• _PROBLEM TO SOLVE_: Each record below must be retyped exactly, with nothing left out.

──────── EXERCISE INPUT ────────

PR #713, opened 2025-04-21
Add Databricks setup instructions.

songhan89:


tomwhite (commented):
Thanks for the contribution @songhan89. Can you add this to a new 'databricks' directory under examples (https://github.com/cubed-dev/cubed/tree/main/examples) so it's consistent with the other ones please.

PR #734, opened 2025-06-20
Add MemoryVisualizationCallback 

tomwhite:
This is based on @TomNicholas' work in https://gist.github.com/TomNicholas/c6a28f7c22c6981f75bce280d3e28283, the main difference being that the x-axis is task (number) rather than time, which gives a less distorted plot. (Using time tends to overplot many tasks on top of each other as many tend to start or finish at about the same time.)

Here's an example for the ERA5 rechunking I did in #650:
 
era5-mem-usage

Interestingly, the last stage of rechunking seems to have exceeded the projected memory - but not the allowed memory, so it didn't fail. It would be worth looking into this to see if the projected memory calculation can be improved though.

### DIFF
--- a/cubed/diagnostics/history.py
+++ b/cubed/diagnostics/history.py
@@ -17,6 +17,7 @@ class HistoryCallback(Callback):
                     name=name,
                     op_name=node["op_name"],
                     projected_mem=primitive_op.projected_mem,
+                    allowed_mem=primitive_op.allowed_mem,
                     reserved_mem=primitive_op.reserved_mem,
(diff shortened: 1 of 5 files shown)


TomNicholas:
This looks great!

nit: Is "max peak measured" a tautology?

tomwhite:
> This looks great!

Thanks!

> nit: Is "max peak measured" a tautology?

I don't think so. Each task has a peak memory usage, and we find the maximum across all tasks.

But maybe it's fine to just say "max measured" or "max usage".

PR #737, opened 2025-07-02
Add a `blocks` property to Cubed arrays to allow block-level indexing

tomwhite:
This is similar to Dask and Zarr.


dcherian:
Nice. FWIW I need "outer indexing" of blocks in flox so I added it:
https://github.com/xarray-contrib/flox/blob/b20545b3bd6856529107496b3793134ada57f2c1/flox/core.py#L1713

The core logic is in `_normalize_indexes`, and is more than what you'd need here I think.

────────

• _ANSWER BELOW_:
PR #713, opened 2025-04-21
Add Databricks setup instructions.

songhan89:


tomwhite (commented):
Thanks for the contribution @songhan89. Can you add this to a new 'databricks' directory under examples (https://github.com/cubed-dev/cubed/tree/main/examples) so it's consistent with the other ones please.

PR #734, opened 2025-06-20
Add MemoryVisualizationCallback 

tomwhite:
This is based on @TomNicholas' work in https://gist.github.com/TomNicholas/c6a28f7c22c6981f75bce280d3e28283, the main difference being that the x-axis is task (number) rather than time, which gives a less distorted plot. (Using time tends to overplot many tasks on top of each other as many tend to start or finish at about the same time.)

Here's an example for the ERA5 rechunking I did in #650:
 
era5-mem-usage

Interestingly, the last stage of rechunking seems to have exceeded the projected memory - but not the allowed memory, so it didn't fail. It would be worth looking into this to see if the projected memory calculation can be improved though.

### DIFF
--- a/cubed/diagnostics/history.py
+++ b/cubed/diagnostics/history.py
@@ -17,6 +17,7 @@ class HistoryCallback(Callback):
                     name=name,
                     op_name=node["op_name"],
                     projected_mem=primitive_op.projected_mem,
+                    allowed_mem=primitive_op.allowed_mem,
                     reserved_mem=primitive_op.reserved_mem,
(diff shortened: 1 of 5 files shown)


TomNicholas:
This looks great!

nit: Is "max peak measured" a tautology?

tomwhite:
> This looks great!

Thanks!

> nit: Is "max peak measured" a tautology?

I don't think so. Each task has a peak memory usage, and we find the maximum across all tasks.

But maybe it's fine to just say "max measured" or "max usage".

PR #737, opened 2025-07-02
Add a `blocks` property to Cubed arrays to allow block-level indexing

tomwhite:
This is similar to Dask and Zarr.


dcherian:
Nice. FWIW I need "outer indexing" of blocks in flox so I added it:
https://github.com/xarray-contrib/flox/blob/b20545b3bd6856529107496b3793134ada57f2c1/flox/core.py#L1713

The core logic is in `_normalize_indexes`, and is more than what you'd need here I think.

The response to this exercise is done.